5.1.3 `col_types` argument

By default, read_csv() attempts to guess each column’s data type by looking at the first 1000 rows (e.g. character, double, etc). But you can manually specify the data type for the columns you read in using col_types.

The col_types argument:

If NULL, column data types guessed from the first 1000 rows (default)
Use cols() to specify data type for all columns
Use cols_only() to specify data type and read in only a subset of the columns
- This is particularly useful for reading in one variable at a time to check that its type looks good
Use compact string representation where each character represents one column

To specify column type:

Column Type	Parser function	Character representation
Logical	`col_logical()`	`l`
Integers	`col_integer()`	`i`
Doubles	`col_double()`	`d`
Characters	`col_character()`	`c`
Numbers	`col_numeric()`	`n`
Factors	`col_factors(levels, ordered)`	`f`
Dates	`col_date(format = "")`	`D`

Example: Setting col_types to NULL in read_csv() (default)

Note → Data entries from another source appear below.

PR #253, opened 2024-09-06
Ra-Dec

Elisa-Visentin:
Add ra-dec and MC dec information in LST database

### DIFF
--- a/magicctapipe/scripts/lst1_magic/README.md
+++ b/magicctapipe/scripts/lst1_magic/README.md
@@ -154,11 +154,11 @@ Eventually, to merge DL1 stereo (LST) subruns into runs, we run the `merge_stere
 
 > $ merge_stereo (-c config_auto_MCP.yaml)
 
-### Random forest and DL1 to DL2
+### DL1 to DL2
 
 TBD.
 
-### Instrument response function and DL3
+### DL2 to DL3
 
 TBD.
 


Elisa-Visentin:
This new scripts seems to work fine. We still miss some entries into the dictionaries, but we just have to update the txt files later on (while working on Dl2 and DL3)

aleberti:
Why do you need two files to specify the RA, Dec and point-like/extended property of the same sources? Can't you have e.g.  a single yaml file to store all that info? Or also JSON, since you use it anyway to open the txt files.

Elisa-Visentin:
> Why do you need three files to specify the RA, Dec and point-like/extended property of the same sources? Can't you have e.g. a single yaml file to store all that info? Or also JSON, since you use it anyway to open the txt files.

A single file with 3 dictionaries inside? Maybe quite a mess when we have to modify it (hundreds of lines and quite difficult to find out if a source is already there in which dictionary) 
We could store each entry as a list ('source':[ra, dec, point]) but then some of the entries of the list will be null (not known or not needed): what about this solution?

Elisa-Visentin:
We also have a problem with Crab (during one of the obs. they used 'Crab' instead of 'CrabNebula' and astropy returns two different coordinates, while I think that they should have the same coords.
image

aleberti:
Yes, I meant the solution you proposed i.e. one list for each source, and each source name becomes a key.

Regarding the Crab/CrabNebula, it is likely our problem to solve. 99% I am sure that the configuration on the LST side have the same coordonates. Astropy gives slightly different ones because most probably Crab is the pulsar (not sure which catalog is used though).

Elisa-Visentin:
I'm almost sure that the source is always the same (as for the observations): probably they just put the wrong name. astropy retrieves coordinates from simbad usually. This can be easily solved in this script by adding an 'if', but I will also check MAGIC root files for one of these obs (just to be sure that the coordinates are the same)

aleberti:
> We also have a problem with Crab (during one of the obs. they used 'Crab' instead of 'CrabNebula' and astropy returns two different coordinates, while I think that they should have the same coords.

here are we talking about MAGIC or LST? in LST I see only one configuration called `crab` (plus other configurations with different wobble offset, but with very explicative names). Of course I cannot exclude that there was another configuration with a different name that was deleted and therefore not listed anymore.

Elisa-Visentin:
Now I am checking MAGIC coordinates (easier: they are written in the files) and there seem to exist two different sources (Crab and CrabNebula) according to MARS and data taking: also in the runbook there is a different name in schedule wrt run summary

aleberti:
@Elisa-Visentin can you tell one of these dates? I would like to check better, because in the scheduling catalog files I did not find source with the name "Crab", only "CrabNebula".

Elisa-Visentin:
OK, from MAGIC:
CrabNebula: 22° 00′ 52″,   05:34:32 (h:m:s)   deg:    22.0144444    83.6333333          

Crab: 22° 00′ 51",  05:34:31 (h:m:s)     deg:  22.0141667     83.6291667    

mhhh... the second one does not even correspond to the one by astropy

Elisa-Visentin:
3-4 March 2024 (LST): Yes the name is the 'wrong' one in run summary, not in scheduling

Elisa-Visentin:
In the mean time, I fixed the input dictionary

aleberti:
ok, apparently there is a catalog of sources in MAGIC called "favorites" where indeed we have:

```bash
Crab,f|T,+5:34:31.00,+22:0:51.00,1.0,2000
```

that's what shifters used.

aleberti:
> * we ignore the sec. difference and put the same coordinates (which?) for both of them to be able to stack data?

effectively for observations that difference does not affect analysis. Please use the coordinates of `CrabNebula`

> * we keep the two sources as different and fix the Crab coordinates to the ones actually used during the obs.?

I already modified the *only* catalog file of MAGIC where the name was `Crab` instead of `CrabNebula`. So now it is:

```bash
CrabNebula,f|T,5:34:32.00,22:00:52.00,1.0,2000
```

so, it was just really a remote coincidence that shifters used that catalog...

Elisa-Visentin:
fixed. Thanks

aleberti (approved):

magicctapipe/scripts/lst1_magic/semi_automatic_scripts/database_production/set_ra_dec.py
```diff
@@ -0,0 +1,171 @@
+"""
+Add, to LST database, infos about coordinates and extension of the sources and MC declination to be used to process the source
+
+Usage:
+$ set_ra_dec (-b YYYYMMDD -e YYYYMMDD -r ra_dict -d dec_dict -m mc_dec -p point_source_dict)
```
jsitarek, line 5: options -r -d and -m were changes into one -s

magicctapipe/scripts/lst1_magic/semi_automatic_scripts/database_production/set_ra_dec.py
```diff
@@ -0,0 +1,171 @@
...
+    i = 0
+    for src in sources:
+
+        try:
+            coord = SkyCoord.from_name(src)
+            if src == "Crab":
+                coord = SkyCoord.from_name("CrabNebula")
+            src_dec = coord.dec.degree
+            src_ra = coord.ra.degree
+            df_LST["ra"] = np.where(df_LST["source"] == src, src_ra, df_LST["ra"])
```
jsitarek, line 108: those 3 lines are also repeated in the except block of the code. I think you can put them once after the except block always setting them to src_ra, src_dec and min dec if those are available, and if not to Nan

magicctapipe/scripts/lst1_magic/semi_automatic_scripts/database_production/set_ra_dec.py
```diff
@@ -0,0 +1,171 @@
...
+            df_LST["dec"] = np.where(df_LST["source"] == src, src_dec, df_LST["dec"])
+            df_LST["MC_dec"] = np.where(
+                df_LST["source"] == src,
+                float(dec_mc[np.argmin(np.abs(src_dec - dec_mc))]),
+                df_LST["MC_dec"],
+            )
+        except NameResolveError:
+            print(f"{i}: {src} not found in astropy. Looking to the dictionaries...")
+            if (src in source_dict.keys()) and (source_dict.get(src)[0] != "NaN"):
```
jsitarek, line 117: maybe you can read RA and Dec together? they should be both either available or both NaN, and it would simplify the code

magicctapipe/scripts/lst1_magic/semi_automatic_scripts/database_production/source_dict.json
```diff
@@ -0,0 +1,125 @@
...
+"MAXIJ1848-01":[282.2, -1.4867, "NaN"],
+"1ES1028+51":[157.82718791991, 50.89328257724, "True"],
+"1A-0535+262":[84.72739538276, 26.31578804244, "NaN"],
+"Cyg-X3":[308.107417, 40.95, "True"],
+"S20109+22":[18.0241667, 22.73333, "True"],
+"S30218+35":[35.27279, 35.93333, "True"],
+"LHAASOJ2108+":[317.15000000000003, 51.95, "False"],
+"LhaasoJ1956+":[299.05, 28.75, "False"],
+"PSRJ2229+611":[337.271925, 61.2356889, "True"],
+"1LHAASOJ0007":[1.7541666666666667, 73.05194444444444, "True"],
```
jsitarek, line 38: this is probably an extended source

magicctapipe/scripts/lst1_magic/semi_automatic_scripts/database_production/source_dict.json
```diff
@@ -0,0 +1,125 @@
...
+"IC-220303A":[267.79999999999995, 11.42, "NaN"],
+"RGB0521+211":[80.44152391208, 21.21429244076, "True"],
+"FermiJ0330.1":[52.50833333333333, 37.73, "NaN"],
+"HESSJ1912":[288.26666666666665, 10.207777777777778, "False"],
+"Abell-1132-M":[164.68333333333334, 56.592777777777776, "NaN"],
+"Cygnus-XNort":[310.0416666666667, 42.471944444444446, "NaN"],
+"GBR230512A":[295.39583333333337, 38.39972222222222, "True"],
+"GRB220603":[284.15, 18.84, "True"],
+"HESSJ1848-01":[282.12083333333334, -1.0527777777777778, "False"],
+"Perseus-MA":[49.5625, 41.418055555555554, "NaN"],
```
jsitarek, line 59: this is not a real source but a position in between NGC 1275 and IC 310, so you can put "False" to point like

magicctapipe/scripts/lst1_magic/semi_automatic_scripts/database_production/source_dict.json
```diff
@@ -0,0 +1,125 @@
+{"TCrB":[239.8756667, 25.91667, "NaN"],
```
jsitarek, line 1: it would be useful to sort this list somehow: by source name, by RA, or having sources with RA/Dec specified before the ones with NaNs. Now it looks like the sequence is rather random

jsitarek (changes requested):
I put a few small comments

We can see that read_csv() guessed double, double, and logical as the data type of the 3 columns:

df <- read_csv(
  file = "a, b, c
          1, 2, F
          4, 5, T",
  col_types = NULL
)

str(df)
#> spec_tbl_df [2 × 3] (S3: spec_tbl_df/tbl_df/tbl/data.frame)
#>  $ a: num [1:2] 1 4
#>  $ b: num [1:2] 2 5
#>  $ c: logi [1:2] FALSE TRUE
#>  - attr(*, "spec")=
#>   .. cols(
#>   ..   a = col_double(),
#>   ..   b = col_double(),
#>   ..   c = col_logical()
#>   .. )

Example: Setting col_types using cols() in read_csv()

We can manually choose the data type of columns using cols() and the corresponding parser function:

df <- read_csv(
  file = "a, b, c
          1, 2, F
          4, 5, T", 
  col_types = cols(
       a = col_factor(c('1', '2', '3', '4')),
       b = col_character()
    )
)

str(df)
#> spec_tbl_df [2 × 3] (S3: spec_tbl_df/tbl_df/tbl/data.frame)
#>  $ a: Factor w/ 4 levels "1","2","3","4": 1 4
#>  $ b: chr [1:2] "2" "5"
#>  $ c: logi [1:2] FALSE TRUE
#>  - attr(*, "spec")=
#>   .. cols(
#>   ..   a = col_factor(levels = c("1", "2", "3", "4"), ordered = FALSE, include_na = FALSE),
#>   ..   b = col_character(),
#>   ..   c = col_logical()
#>   .. )

Example: Setting col_types using cols_only() in read_csv()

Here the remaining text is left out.